Workload

The recommended way of defining an algorithmic workload is through an onnx model. An onnx model can contain multiple operator types, which in the context of ML are often referred to as layers, some of which are automatically recognised and parsed by Stream. Alternatively, the layers can be manually defined for more customization.

Stream handles workloads in a similar way than the original ZigZag project. Additionally, Stream supports more onxx operators, but it also requires slightly different layer attributes in the manual layer definition.

Onnx models

Supported onnx operators

A complete list of all onnx operators can be found here.

Following operators are supported by Stream and will automatically be parsed into LayerNode objects when using your onnx model within the framework:

All other operators will be parsed into a DummyNode object, which is assumed to not be accelerateable, incurring 0 hardware cost. If you have an onnx operator you would like to see supported, feel free to open an issue or manually add it yourself in the ONNXModelParserStage taking into account the Contributing guidelines.

Saving your onnx model with external data

If your onnx model is rather large, and you want to avoid having it inside of your Stream repo, you can save it with external data, which saves the weights as an external file, which can be discarded as Stream doesn’t require the weight values. You can do so as follows:

import onnx
# onnx_model is an in-memory ModelProto
model = onnx.load('my_model_with_internal_data.onnx')
onnx.save_model(model, 'path/to/save/the/model.onnx', save_as_external_data=True, all_tensors_to_one_file=True, location='external_data_filename', size_threshold=1024, convert_attribute=False)
# Then the onnx_model has converted raw data as external data and saved to specific directory

Inferring an onnx model’s shapes

Stream requires an inferred onnx model, as it needs to know the shapes of all intermediate tensors to correctly infer the layer shapes. If you have an onnx model that is not shape inferred, you can do so by the following commands:

import onnx
from onnx import shape_inference
model = onnx.load("my_model.onnx")
inferred_model = shape_inference.infer_shapes(model)
onnx.save(inferred_model, "my_inferred_model.onnx")

Manual layer definition

It is also possible to manually define your own workload layers. In that case there the main.py file should be executed instead of main_onnx.py. Moreover, the workload file should be provided as input together with the accelerator, thus there is no onnx model and mapping file loaded. The mapping information is inserted for each layer alongside the layer shape definition, identically to how it was defined in the mapping file.

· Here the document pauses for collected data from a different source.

PR #1188, opened 2021-01-11
clear cookies in web view

ayushmeghwani:


shahzaibj:
Why?

common/src/main/java/com/microsoft/identity/common/internal/providers/oauth2/WebViewAuthorizationFragment.java
```diff
@@ -198,6 +198,10 @@ private void setUpWebView(@NonNull final View view,
         mWebView.getSettings().setJavaScriptEnabled(true);
         mWebView.requestFocus(View.FOCUS_DOWN);
 
+        // clear cookies from web view session before processing new login request
+        WebViewUtil.removeCookiesFromWebView(getContext());
+        WebViewUtil.removeSessionCookiesFromWebView(getContext());
```
iambmelt, line 203: The documentation for both of these methods state that they [cannot be called from the UI thread](https://github.com/AzureAD/microsoft-authentication-library-common-for-android/blob/dev/common/src/main/java/com/microsoft/identity/common/internal/ui/webview/WebViewUtil.java#L87)

iambmelt: (In general though, I do not think we should take this PR -- see my other comment)

iambmelt (changes requested):
I am unclear about the purpose/intent of this change; at a glance, I don't believe this is the correct behavior:
- The cookie jar is scoped to _all_ of this applications `WebViews`, not just the instance used for authentication. As a result, performing interactive auth will eject any non-msft cookies set on the `WebView` which will lead to bugs/loss of session state for any sites visited by the user that may be unrelated to MSFT auth

common/src/main/java/com/microsoft/identity/common/internal/providers/oauth2/WebViewAuthorizationFragment.java
shahzaibj: +1 - I also don't know why are making this change. I think we want the cookies to be there. @ayushmeghwani can you explain the rationale behind this change?

iambmelt:
Closing due to inactivity. Do not presently need this change

PR #1189, opened 2021-01-13
Fix a bug in the javascript injection

jbzdarkid:


common/src/main/java/com/microsoft/identity/common/internal/providers/oauth2/WebViewAuthorizationFragment.java
```diff
@@ -136,10 +136,17 @@ public View onCreateView(@NonNull LayoutInflater inflater, @Nullable ViewGroup c
...
 
-                        // Inject string from test suites.
-                        // if result already sent don't load url again
-                        if (mAuthResultSent == false && !StringExtensions.isNullOrBlank(mPostPageLoadedUrl)) {
-                            mWebView.loadUrl(mPostPageLoadedUrl);
+                        // Inject the javascript string from testing. This should only be evaluated if we haven't sent
+                        // an auth result already.
+                        if (mAuthResultSent == false && !StringExtensions.isNullOrBlank(mPostPageLoadedJavascript)) {
+                            if (Build.VERSION.SDK_INT >= Build.VERSION_CODES.KITKAT) {
+                                mWebView.evaluateJavascript(mPostPageLoadedJavascript, null);
```
jbzdarkid, line 143: This change will cause a build break in MSAL C++, I will fix that when I update which version we're pointing at.

common/src/main/java/com/microsoft/identity/common/internal/providers/oauth2/WebViewAuthorizationFragment.java
```diff
@@ -136,10 +136,17 @@ public View onCreateView(@NonNull LayoutInflater inflater, @Nullable ViewGroup c
...
+                            } else {
+                                // On earlier versions of Android, javascript has to be loaded with a custom scheme.
```
AdamBJohnsonx, line 145: Does the javascript scheme no longer work?

jbzdarkid: It does work, but it has some interesting properties, which are described in the comment. I prefer to not escape data if it's not necessary.

iambmelt (approved):
Reviewed changes offline, thanks @jbzdarkid

common/src/main/java/com/microsoft/identity/common/internal/providers/oauth2/WebViewAuthorizationFragment.java
AdamBJohnsonx: It's correct from a URL point of view.  Whatever you put in a URL should be URL-safe, so the parser *should* decode it before handing it to the js engine.  I was just curious how this came up and why we didn't notice it until now.

AdamBJohnsonx (approved):

common/src/main/java/com/microsoft/identity/common/internal/providers/oauth2/WebViewAuthorizationFragment.java
jbzdarkid: It came up because one of our redirect URIs had a percent-encoded octet in it, and it was being passed into the js (as part of automation).

PR #1190, opened 2021-01-14
Add refresh_on to access tokens

logdog16:
Implementing the refresh_on optional field per the schema: https://identitydivision.visualstudio.com/DevEx/_git/AuthLibrariesApiReview?version=GBdev&path=%2FSSO%2FSchema.md

Documentation of the refresh_in header can be found here: https://identitydivision.visualstudio.com/DevEx/_git/AuthLibrariesApiReview?path=/RefreshAtExpirationPercentage/overview.md&_a=preview

As a note, just as expires_on is a calculated value based on the server value (expires_in) + local time, refresh_on works the same way, being returned from the server as refresh_in, and requiring a calculation to be made by the library to save a unix timestamp.

### DIFF
--- a/common/src/main/java/com/microsoft/identity/common/internal/dto/AccessTokenRecord.java
+++ b/common/src/main/java/com/microsoft/identity/common/internal/dto/AccessTokenRecord.java
@@ -41,6 +41,7 @@ import static com.microsoft.identity.common.internal.dto.AccessTokenRecord.Seria
 import static com.microsoft.identity.common.internal.dto.AccessTokenRecord.SerializedNames.REALM;
 import static com.microsoft.identity.common.internal.dto.AccessTokenRecord.SerializedNames.TARGET;
 import static com.microsoft.identity.common.internal.dto.AccessTokenRecord.SerializedNames.TOKEN_TYPE;
+import static com.microsoft.identity.common.internal.dto.AccessTokenRecord.SerializedNames.REFRESH_ON;
 import static com.microsoft.identity.common.internal.dto.Credential.SerializedNames.EXPIRES_ON;
 
 @EqualsAndHashCode(callSuper = true)
@@ -87,6 +88,11 @@ public class AccessTokenRecord extends Credential {
          * The claims string (if present) that was sent to server to produce this AT.
          */
         public static final String REQUESTED_CLAIMS = "requested_claims";
+
+        /**
+         * String of refresh_in.
+         */
+        public static final String REFRESH_ON = "refresh_on";
     }
 
     /**
@@ -145,6 +151,15 @@ public class AccessTokenRecord extends Credential {
      */
     @SerializedName(EXPIRES_ON)
     private String mExpiresOn;
+
+    /**
+     * Token recommended refresh time. This value should be calculated based on the current UTC time
+     * measured locally and the value refresh_in returned from the service. Measured in milliseconds from
+     * epoch (1970). Note that this value will not always be present, and is only a recommendation to
+     * kick off an async token refresh. The token is still valid until the expires_on value.
+     */
+    @SerializedName(REFRESH_ON)
+    private String mRefreshOn;
 
     /**
      * Gets the kid.
@@ -293,6 +308,24 @@ public class AccessTokenRecord extends Credential {
      */
     public void setExpiresOn(final String expiresOn) {
         mExpiresOn = expiresOn;
+    }
+
+    /**
+     * Gets the refresh_on timestamp.
+     *
+     * @return The refresh_on to get.
+     */
+    public String getRefreshOn() {
+        return mRefreshOn;
+    }
+
+    /**
+     * Sets the refresh_on timestamp.
+     *
+     * @param refreshOn The refresh_on to set.
+     */
+    public void setRefreshOn(final String refreshOn) {
+        mRefreshOn = refreshOn;
     }
 
     private boolean isExpired(final String expires) {
--- a/common/src/main/java/com/microsoft/identity/common/internal/dto/AccessTokenRecord.java
+++ b/common/src/main/java/com/microsoft/identity/common/internal/dto/AccessTokenRecord.java
@@ -361,6 +361,9 @@ public class AccessTokenRecord extends Credential {
         if (refreshOn != null && !refreshOn.isEmpty()) {
             return isExpired(refreshOn);
         }
-        return isExpired();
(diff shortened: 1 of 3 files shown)


common/src/main/java/com/microsoft/identity/common/internal/dto/AccessTokenRecord.java
```diff
@@ -295,6 +310,24 @@ public void setExpiresOn(final String expiresOn) {
...
+    /**
+     * Sets the refresh_on timestamp.
+     *
+     * @param refreshOn The refresh_on to set.
+     */
+    public void setRefreshOn(final String refreshOn) {
+        mRefreshOn = refreshOn;
+    }
+
     private boolean isExpired(final String expires) {
```
logdog16, line 331: Please let me know if you'd like me to add a shouldRefresh function, based on isExpired.

C++ doesn't use the isExpired logic (we've got our own logic in a higher, x-plat layer), but if Android plans to support refresh_in anytime soon, I'm happy to lay the groundwork as part of this PR :)

iambmelt: @logdog16 If you can add tests for it, I wouldn't decline having this API. I'm assuming it's 1 additional method?

common/src/main/java/com/microsoft/identity/common/internal/dto/AccessTokenRecord.java
```diff
@@ -344,4 +344,23 @@ private boolean isExpired(final String expires) {
...
+     *
+     * @return Should the library kick off a background token refresh operation for this token
+     * after returning the token to the caller.
+     */
+    public boolean shouldRefresh() {
+        final String refreshOn = getRefreshOn();
+        if(refreshOn != null && !refreshOn.isEmpty()) {
+            return isExpired(refreshOn);
+        }
+        return false;
```
iambmelt, line 364: It seems like it might potentially be safer (from a calling/understanding POV) to call `return isExpired()` instead of `return false` - thoughts?

common/src/main/java/com/microsoft/identity/common/internal/dto/AccessTokenRecord.java
```diff
@@ -344,4 +344,23 @@ private boolean isExpired(final String expires) {
...
+     *
+     * If the AT does NOT have a refresh_on timestamp, this function will always
+     * return false. Fallback to standard token expiration/refresh logic.
+     *
+     * @return Should the library kick off a background token refresh operation for this token
+     * after returning the token to the caller.
+     */
+    public boolean shouldRefresh() {
+        final String refreshOn = getRefreshOn();
+        if(refreshOn != null && !refreshOn.isEmpty()) {
```
iambmelt, line 361:
```suggestion
        if (refreshOn != null && !refreshOn.isEmpty()) {
```

iambmelt: (Just minor formatting)

common/src/main/java/com/microsoft/identity/common/internal/dto/AccessTokenRecord.java
logdog16: The way I'm writing the logic in C++ works like this:

1. Get AT from cache
2. Check if AT is expired (if yes, break here and go straight to a synchronous RT renewal to get a valid AT for the app)
3. Check if AT should be refreshed (if yes, create an async RT renewal background request, and add it to our BG task queue)
4. Regardless of step 3, return the current AT to the app

common/src/main/java/com/microsoft/identity/common/internal/dto/AccessTokenRecord.java
```diff
@@ -311,4 +344,23 @@ private boolean isExpired(final String expires) {
...
+     *
+     * @return Should the library kick off a background token refresh operation for this token
+     * after returning the token to the caller.
+     */
+    public boolean shouldRefresh() {
+        final String refreshOn = getRefreshOn();
+        if (refreshOn != null && !refreshOn.isEmpty()) {
+            return isExpired(refreshOn);
+        }
+        return false;
```
logdog16, line 364:
```suggestion
        return isExpired();
```

common/src/main/java/com/microsoft/identity/common/internal/dto/AccessTokenRecord.java
logdog16: In either case, I have no horse in this race! Feel free to commit the suggestion I left in a separate comment if you think that's the better approach!

iambmelt: Just seeing this now... let me ponder this a bit and I will plan to finalize your CR tomorrow. Thank you @logdog16!

common/src/main/java/com/microsoft/identity/common/internal/dto/AccessTokenRecord.java
iambmelt: I'll take this....

common/src/test/java/com/microsoft/identity/common/AccessTokenTest.java
```diff
@@ -24,19 +24,33 @@
...
+
+    @Test
+    public void testShouldRefreshWhenSet() {
+        final AccessTokenRecord accessToken = new AccessTokenRecord();
+        accessToken.setRefreshOn(getCurrentTimeStr());
+        assertTrue(accessToken.shouldRefresh());
+    }
+
+    @Test
+    public void testShouldRefreshWhenNotSet() {
```
iambmelt, line 51: Is this test named correctly? The naming of the method, paired with `assertFalse` looks inverted

iambmelt: This looks like it may throw a `NullPointerException` with the fallback logic merged in b74482c298bcf0d5f06cd2816d7f3e7ed1422df2 if all properties are uninitialized... I don't expect this should be possible in the real world... may be good to be a little defensive here though if easy/cheap

iambmelt (approved):
Dropped in 2 comments/suggestions in `AccessTokenTest` -- please take a look at those to ensure correctness naming/test expectations. Aside from that, these changes LGTM, thanks @logdog16

PR #1191, opened 2021-01-14
Add logic to allow trusting debug brokers in release builds

shahzaibj:
MSAL PR: https://github.com/AzureAD/microsoft-authentication-library-for-android/pull/1274
Broker PR: https://github.com/AzureAD/ad-accounts-for-android/pull/1471
ADAL PR: https://github.com/AzureAD/azure-activedirectory-library-for-android/pull/1578


common/src/main/java/com/microsoft/identity/common/internal/broker/BrokerData.java
```diff
@@ -29,14 +29,63 @@
...
+            COMPANY_PORTAL_APP_PACKAGE_NAME,
+            COMPANY_PORTAL_APP_RELEASE_SIGNATURE
+    );
+
+    public static final BrokerData BROKER_HOST = new BrokerData(
+            BROKER_HOST_APP_PACKAGE_NAME,
+            BROKER_HOST_APP_SIGNATURE
+    );
+
+    private static final Set<BrokerData> debugBrokers = new HashSet<BrokerData>() {{
```
AdamBJohnsonx, line 68: If this is a constant, maybe DEBUG_BROKERS, and make it immutable by wrapping it in a Collections.immutableSet

common/src/main/java/com/microsoft/identity/common/internal/broker/BrokerData.java
```diff
@@ -29,14 +29,63 @@
...
+        add(MICROSOFT_AUTHENTICATOR_DEBUG);
+        add(BROKER_HOST);
+    }};
+
+    private static final Set<BrokerData> prodBrokers = new HashSet<BrokerData>() {{
+        add(MICROSOFT_AUTHENTICATOR_PROD);
+        add(COMPANY_PORTAL);
+    }};
+
+    private static final Set<BrokerData> allBrokers = new HashSet<BrokerData>() {{
```
AdamBJohnsonx, line 78: ALL_BROKERS and immutable wrapper?

common/src/main/java/com/microsoft/identity/common/internal/broker/BrokerValidator.java
```diff
@@ -133,6 +148,14 @@ public boolean verifySignature(final String brokerPackageName) {
         return false;
     }
 
+    public Set<BrokerData> getValidBrokers() {
```
AdamBJohnsonx, line 151: rather than return a list of valid brokerData publicly, could we implement an isBrokerValid(pkgName, signature)?

common/src/main/java/com/microsoft/identity/common/internal/util/ProcessUtil.java
```diff
@@ -55,17 +51,22 @@ private ProcessUtil() {
...
         final String processName = getProcessName(context);
 
-        final String authAppAuthProcess = AZURE_AUTHENTICATOR_APP_PACKAGE_NAME + ":auth";
-        final String cpAuthProcess = COMPANY_PORTAL_APP_PACKAGE_NAME + ":auth";
+        final BrokerValidator brokerValidator = new BrokerValidator(context);
+        final Set<BrokerData> validBrokers = brokerValidator.getValidBrokers();
+
+        for (final BrokerData brokerData : validBrokers) {
+            final String authProcess = brokerData.packageName + ":auth";
+            return authProcess.equalsIgnoreCase(processName);
```
AdamBJohnsonx, line 59: This will only run for the first element in this collection...

common/src/main/java/com/microsoft/identity/common/adal/internal/cache/StorageHelper.java
```diff
@@ -440,7 +441,8 @@ public EncryptionType getEncryptionType(@NonNull final String data) throws Unsup
 
         if (encryptionType == EncryptionType.USER_DEFINED) {
             if (isBrokerProcess()) {
-                if (COMPANY_PORTAL_APP_PACKAGE_NAME.equalsIgnoreCase(packageName)) {
+                if (COMPANY_PORTAL_APP_PACKAGE_NAME.equalsIgnoreCase(packageName) ||
+                        BROKER_HOST_APP_PACKAGE_NAME.equalsIgnoreCase(packageName)) {
```
AdamBJohnsonx, line 445: should we have a static utility method for this?

common/src/main/java/com/microsoft/identity/common/internal/broker/BrokerValidator.java
```diff
@@ -60,11 +61,25 @@
...
+import java.util.Set;
 
 public class BrokerValidator {
 
     private static final String TAG = "BrokerValidator";
 
+    private static boolean shouldTrustDebugBrokers = BuildConfig.DEBUG;
+
+    public static void setShouldTrustDebugBrokers(final boolean shouldTrustDebugBrokers) {
+        if (!BuildConfig.DEBUG && shouldTrustDebugBrokers) {
```
AdamBJohnsonx, line 73: shouldTrustDebugBrokers and BuildConfig.DEBUG are identical.  Did you mean to use a different BuildConfig string for that configuration?

AdamBJohnsonx:
Overall, I think we're going to want to have some unit tests here, so that we make sure it's doing what we think it does.

AdamBJohnsonx (commented):
That's the one.  It can get a little clunky to have all those finally blocks lurking around.

common/src/main/java/com/microsoft/identity/common/internal/broker/BrokerData.java
```diff
@@ -29,14 +29,63 @@
...
+import static com.microsoft.identity.common.adal.internal.AuthenticationConstants.Broker.BROKER_HOST_APP_SIGNATURE;
+import static com.microsoft.identity.common.adal.internal.AuthenticationConstants.Broker.COMPANY_PORTAL_APP_PACKAGE_NAME;
+import static com.microsoft.identity.common.adal.internal.AuthenticationConstants.Broker.COMPANY_PORTAL_APP_RELEASE_SIGNATURE;
+
 /**
  * Represents packageName and SignatureHash of a broker app.
  */
 public class BrokerData {
+
+    public static final BrokerData MICROSOFT_AUTHENTICATOR_DEBUG = new BrokerData(
```
iamgusain, line 49: >MICROSOFT_AUTHENTICATOR_DEBUG [](start = 35, length = 29)

Should these be part of a separate class.. 

public static final class BrokerApps
{
public BrokerData  Authenticator_Release {..};
public BrokerData CompanyPortalRelease {..}
..
..
}

common/src/main/java/com/microsoft/identity/common/adal/internal/AuthenticationSettings.java
```diff
@@ -57,7 +57,7 @@
 
     private String mBrokerPackageName = AuthenticationConstants.Broker.COMPANY_PORTAL_APP_PACKAGE_NAME;
 
-    private String mBrokerSignature = AuthenticationConstants.Broker.COMPANY_PORTAL_APP_SIGNATURE;
+    private String mBrokerSignature = AuthenticationConstants.Broker.COMPANY_PORTAL_APP_RELEASE_SIGNATURE;
```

Each layer definition is represented as a dict which should have the following attributes:

  • operator_type: Specification of the layer operator type (e.g. Conv, MaxPool).

  • equation: The operational equation for this layer. The dimensions should be small letters, where as the operands are large letters. ‘O’ should always be used for the output operand, the input operands can be named freely.

  • dimension_relations: The relationship between different dimensions present in the equation. This is often used in convolutional layers, where there is a relationship between the spatial input indices and the spatial output indices through the stride and with the filter indices through the dilation rate.

  • loop_dim_size: The size of the different dimensions present in the equation. Dimensions defined (i.e. on the left hand side) in the dimension_relations are not to be provided and are inferred automatically.

  • operand_precision: The bit precision of the different operands present in the equation. ‘O’ should always be used, which represents the partial output precision. ‘O_final’ represents the final output precision.

  • operand_source: The layer id the input operands of this layer come from. This is important to correctly build the NN graph edges.

  • memory_operand_links: The link between the virtual memory operands and the actual algorithmic operands. For more information, read the hardware readme.

  • padding: Padding for each dimension (i.e. IX and IY). The first value is the left or upper padding, the second value is the right or lower padding for IX resp. IY

The following loop notation has to be used to describe a layer of the workload (see loop notation in this paper):

  • B: Batch size

  • K: Output channels

  • C: Input channels

  • OY: Output rows

  • OX: Output columns

  • FY: Kernel rows

  • FX: Kernel columns

An example of this manual layer defintion can be found at: inputs/examples/workloads/resnet18.py.